_BRIEF:_
A full and exact copy of the listing that follows is needed.

_GIVEN DATA:_
PR #3239, opened 2024-12-04
Construct package dependencies using Go

skitt:
For best results, Make should be told about all the files a given target depends on. For Go programs, this is the program's main Go file, and all non-test Go files in directories corresponding to packages the main Go file depends upon (including transitive dependencies).

This adds a Make macro using go list to retrieve a package's dependencies, and constructs the corresponding list of files to use as target prerequisites.


Makefile
```diff
@@ -66,13 +66,17 @@ bin/protoc:
 	unzip protoc-$(PROTOC_VERSION)-linux-x86_64.zip 'bin/*' 'include/*'
 	rm -f protoc-$(PROTOC_VERSION)-linux-x86_64.zip
 
-bin/%/submariner-gateway: main.go $(shell find pkg -not \( -path 'pkg/globalnet*' -o -path 'pkg/routeagent*' \)) pkg/natdiscovery/proto/natdiscovery.pb.go
+basepkg = github.com/submariner-io/submariner
+pkgdeps = $(shell find $$(go list -json $(1) | jq -r '.Imports[] | select(startswith("$(basepkg)")) | sub("$(basepkg)"; ".")') -name '*.go' -not -name '*_test.go')
+
+# natdiscovery.pb.go must be listed explicitly because it might not exist when Make evaluates pkgdeps
```
dfarrell07, line 65: Why is `natdiscovery.pb.go` special in this way? Could there be anything else that should be explicitly listed in the future?

dfarrell07 (approved):
Very cool! Minor question/docs feedback inline.

Makefile
skitt: It’s special because it’s generated — this isn’t a problem most of the time because Go projects effectively need all their generated source to be in their repo (so it’s published for downstream consumption), but it’s still perfectly legitimate to delete all generated files and expect the build to work. If you start from a “clean” project (with no generated files), `find` etc. won’t find (sic) `natdiscovery.pb.go` since it doesn’t exist, and so it won’t be listed in the prerequisites and the build will end up failing (Make won’t know that it needs to arrange for `natdiscovery.pb.go` to be created before attempting to build targets that rely on its presence).

This is a general rule for Makefiles: any generated file must be explicitly listed as a prerequisite in some way.

tpantelis (approved):

Makefile
```diff
@@ -66,16 +66,20 @@ bin/protoc:
 	unzip protoc-$(PROTOC_VERSION)-linux-x86_64.zip 'bin/*' 'include/*'
 	rm -f protoc-$(PROTOC_VERSION)-linux-x86_64.zip
 
-bin/%/submariner-gateway: main.go $(shell find pkg -not \( -path 'pkg/globalnet*' -o -path 'pkg/routeagent*' -o -path 'pkg/await_node_ready*' \)) pkg/natdiscovery/proto/natdiscovery.pb.go
+basepkg = github.com/submariner-io/submariner
+pkgdeps = $(shell find $$(go list -json $(1) | jq -r '.Imports[] | select(startswith("$(basepkg)")) | sub("$(basepkg)"; ".")') -name '*.go' -not -name '*_test.go')
+
+# natdiscovery.pb.go must be listed explicitly because it might not exist when Make evaluates pkgdeps
+bin/%/submariner-gateway: main.go $(call pkgdeps,.) pkg/natdiscovery/proto/natdiscovery.pb.go
```
sridhargaddam, line 66: Should this be?

```suggestion
bin/%/submariner-gateway: main.go $(call pkgdeps,./pkg/gateway) pkg/natdiscovery/proto/natdiscovery.pb.go
```

skitt: The root of the dependency tree is the package containing the main file, so `.` in this case. However while investigating this comment I realised that `.Imports[]` only contains first-level imports, and the `pkgdeps` macro really needs to look at `.Deps[]` instead…

skitt: Note too how the argument to `pkgdeps` matches the argument to `compile.sh` :wink:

_FINISHED EXERCISE:_
PR #3239, opened 2024-12-04
Construct package dependencies using Go

skitt:
For best results, Make should be told about all the files a given target depends on. For Go programs, this is the program's main Go file, and all non-test Go files in directories corresponding to packages the main Go file depends upon (including transitive dependencies).

This adds a Make macro using go list to retrieve a package's dependencies, and constructs the corresponding list of files to use as target prerequisites.


Makefile
```diff
@@ -66,13 +66,17 @@ bin/protoc:
 	unzip protoc-$(PROTOC_VERSION)-linux-x86_64.zip 'bin/*' 'include/*'
 	rm -f protoc-$(PROTOC_VERSION)-linux-x86_64.zip
 
-bin/%/submariner-gateway: main.go $(shell find pkg -not \( -path 'pkg/globalnet*' -o -path 'pkg/routeagent*' \)) pkg/natdiscovery/proto/natdiscovery.pb.go
+basepkg = github.com/submariner-io/submariner
+pkgdeps = $(shell find $$(go list -json $(1) | jq -r '.Imports[] | select(startswith("$(basepkg)")) | sub("$(basepkg)"; ".")') -name '*.go' -not -name '*_test.go')
+
+# natdiscovery.pb.go must be listed explicitly because it might not exist when Make evaluates pkgdeps
```
dfarrell07, line 65: Why is `natdiscovery.pb.go` special in this way? Could there be anything else that should be explicitly listed in the future?

dfarrell07 (approved):
Very cool! Minor question/docs feedback inline.

Makefile
skitt: It’s special because it’s generated — this isn’t a problem most of the time because Go projects effectively need all their generated source to be in their repo (so it’s published for downstream consumption), but it’s still perfectly legitimate to delete all generated files and expect the build to work. If you start from a “clean” project (with no generated files), `find` etc. won’t find (sic) `natdiscovery.pb.go` since it doesn’t exist, and so it won’t be listed in the prerequisites and the build will end up failing (Make won’t know that it needs to arrange for `natdiscovery.pb.go` to be created before attempting to build targets that rely on its presence).

This is a general rule for Makefiles: any generated file must be explicitly listed as a prerequisite in some way.

tpantelis (approved):

Makefile
```diff
@@ -66,16 +66,20 @@ bin/protoc:
 	unzip protoc-$(PROTOC_VERSION)-linux-x86_64.zip 'bin/*' 'include/*'
 	rm -f protoc-$(PROTOC_VERSION)-linux-x86_64.zip
 
-bin/%/submariner-gateway: main.go $(shell find pkg -not \( -path 'pkg/globalnet*' -o -path 'pkg/routeagent*' -o -path 'pkg/await_node_ready*' \)) pkg/natdiscovery/proto/natdiscovery.pb.go
+basepkg = github.com/submariner-io/submariner
+pkgdeps = $(shell find $$(go list -json $(1) | jq -r '.Imports[] | select(startswith("$(basepkg)")) | sub("$(basepkg)"; ".")') -name '*.go' -not -name '*_test.go')
+
+# natdiscovery.pb.go must be listed explicitly because it might not exist when Make evaluates pkgdeps
+bin/%/submariner-gateway: main.go $(call pkgdeps,.) pkg/natdiscovery/proto/natdiscovery.pb.go
```
sridhargaddam, line 66: Should this be?

```suggestion
bin/%/submariner-gateway: main.go $(call pkgdeps,./pkg/gateway) pkg/natdiscovery/proto/natdiscovery.pb.go
```

skitt: The root of the dependency tree is the package containing the main file, so `.` in this case. However while investigating this comment I realised that `.Imports[]` only contains first-level imports, and the `pkgdeps` macro really needs to look at `.Deps[]` instead…

skitt: Note too how the argument to `pkgdeps` matches the argument to `compile.sh` :wink:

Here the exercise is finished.